Homegrown solutions to various country development challenges is a good idea, participants at the just concluded 12th national dialogue locally known as Umushyikirano said.
Homegrown solutions to various country development challenges is a good idea, participants at the just concluded 12th national dialogue locally known as Umushyikirano said.
Dr Carlos Lopes, Executive Secretary of Uneca, told the forum that the countries that show resilience in transforming their economies cannot wait for "favourable winds.”
Often, he said, they generate their own winds to sail through, sometimes, stormy weather, in order to change the course of their economic and social history.
Dr Lopes acknowledged that most of the country’s current successes hinge on Rwanda’s belief on the power of its ideas, self-reliance, resilience, as well as embracing homegrown and innovative solutions such as the widely acclaimed Gacaca, Imihigo, Abunzi, Ubudehe, and Girinka.
Though the winds may not be favourable, he said, the national dialogue offers a unique opportunity to fully explore possibilities for a dynamic and resilient Rwanda.
Rwandans were, among others, reminded of the essence of home grown solutions such as Umuganda, or community work.
Dr Lopes cited Finland – a Nordic country in Northern Europe – which he said seized the opportunity in the global electronics industry and the process of European integration to accomplish a significant structural change of its economy.
He noted that Finland remained relatively poor and agrarian until after World War II but at the beginning of the 19th century, the semi-autonomous Grand Duchy, a dependency of the Russian Empire observed the benefits of industrialisation in Britain.

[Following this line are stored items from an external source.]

PR #990, opened 2023-10-23
[CUDA] Add support for binary type query

fabiomestre:
CUDA does not make a distinction between binaryTypes (it treats PTX and binaries using the same entrypoints). 

However, for UR, by definition:
-  `urProgramCompile` should set the binary type to `UR_PROGRAM_BINARY_TYPE_COMPILED_OBJECT` 
-  `urProgramBuild` / `urProgramLink` should set it to `UR_PROGRAM_BINARY_TYPE_EXECUTABLE`. 
- `urProgramCreateWithBinary` should set the binary type to `UR_PROGRAM_BINARY_TYPE_COMPILED_OBJECT`

### DIFF
--- a/source/adapters/cuda/program.cpp
+++ b/source/adapters/cuda/program.cpp
@@ -180,8 +180,6 @@ ur_result_t createProgram(ur_context_handle_t hContext,
             UR_RESULT_ERROR_INVALID_CONTEXT);
   UR_ASSERT(size, UR_RESULT_ERROR_INVALID_SIZE);
 
-  ur_result_t Result = UR_RESULT_SUCCESS;
-
   std::unique_ptr<ur_program_handle_t_> RetProgram{
       new ur_program_handle_t_{hContext}};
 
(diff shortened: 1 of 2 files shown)


fabiomestre:
@oneapi-src/unified-runtime-cuda-write Would be great if someone could have a look a this PR

source/adapters/cuda/program.cpp
```diff
@@ -165,6 +165,47 @@ ur_result_t getKernelNames(ur_program_handle_t) {
   return UR_RESULT_ERROR_UNSUPPORTED_FEATURE;
 }
 
+/// Loads images from a list of PTX or CUBIN binaries.
+/// Note: No calls to CUDA driver API in this function, only store binaries
+/// for later.
+///
+/// Note: Only supports one device
```
jchlanda, line 172: @hdelan is that something we need to think about with multi device context (also the comment at the bottom of the diff)?

source/adapters/cuda/program.cpp
```diff
@@ -165,6 +165,47 @@ ur_result_t getKernelNames(ur_program_handle_t) {
...
+ur_result_t createProgram(ur_context_handle_t hContext,
+                          ur_device_handle_t hDevice, size_t size,
+                          const uint8_t *pBinary,
+                          const ur_program_properties_t *pProperties,
+                          ur_program_handle_t *phProgram) {
+  UR_ASSERT(hContext->getDevice()->get() == hDevice->get(),
+            UR_RESULT_ERROR_INVALID_CONTEXT);
+  UR_ASSERT(size, UR_RESULT_ERROR_INVALID_SIZE);
+
+  ur_result_t Result = UR_RESULT_SUCCESS;
```
jchlanda, line 183: `Result` doesn't seem to be needed, maybe wrap the calls directly in `UR_ASSERT` and return `UR_SUCCESS` at the end to simplify?

jchlanda (approved):
LGTM

Does it need any new test, or is it already covered?

source/adapters/cuda/program.cpp
fabiomestre: I updated it to use UR_CHECK_ERROR :+1:

fabiomestre:
> LGTM
> 
> Does it need any new test, or is it already covered?

There is already a test in the UR CTS that checks this flag

source/adapters/cuda/program.cpp
hdelan: This should be OK. The entry point has a Device param, so multi dev ctx just changes constructor of program to take the device as well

Finland, he said, was not equipped with the financial, infrastructural or entrepreneurial resources to follow the British example but through a concerted political process, it transformed from an agrarian to an industrial society despite all odds.
Rwanda’s creativity
Dr Lopes said Rwanda’s creativity can be its ability to create hives of collaboration and innovation between public, private and research and development institutions.
In other words, dynamic clusters around its natural resource based economy is a lesson Rwanda can learn from, he said.
"Your new National Science, Technology and Innovation policy and the establishment of the Rwanda Innovation Endowment Fund (RIEF) create an environment in which government policies and institutions as well as corporate strategies mutually shape each other to support the country’s economic and institutional transformation,” Dr Lopes said. Foreign solutions
Dr Alphonse Muleefu, a lecturer at the University of Rwanda (UR), told The New Times that solutions from other places can work in Rwanda just as solutions initiated in Rwanda can work elsewhere, "so long as those solutions are contextualised.”
"Solutions developed in Rwanda make more sense for Rwandan problems bacause they are easily understandable, and are less costly such as the use of local knowledge and expertise,” Dr Muleefu said.
"The success of home grown solutions requires a dynamic leadership willing to change according to prevailing circumstances,” he added.
During the Dialogue in Parliament, Andrew Mwenda, a Ugandan journalist and founder of The Independent magazine, made a presentation on why the country should rely on homegrown solutions.
A good illustration, he noted, is best captured by how the international community failed Rwanda during the 1994 Genocide against the Tutsi, 20 years ago, but Rwandans stopped it and moved on.
"I do not know how I can capture for you the scale of disaster that would have befallen this country had an international force, let me call it an American army, come here and stopped the Genocide,” Mwenda said.
"The international community would have dictated the terms of a political settlement in this country and this would have been disastrous,” he added.
Mwenda said he could not imagine the resultant state of affairs, perhaps the international community would have forced a ceasefire with the genocidal regime, or a government of ‘national unity’ comprising killers and the victims, or organised multi-party elections immediately after the Genocide.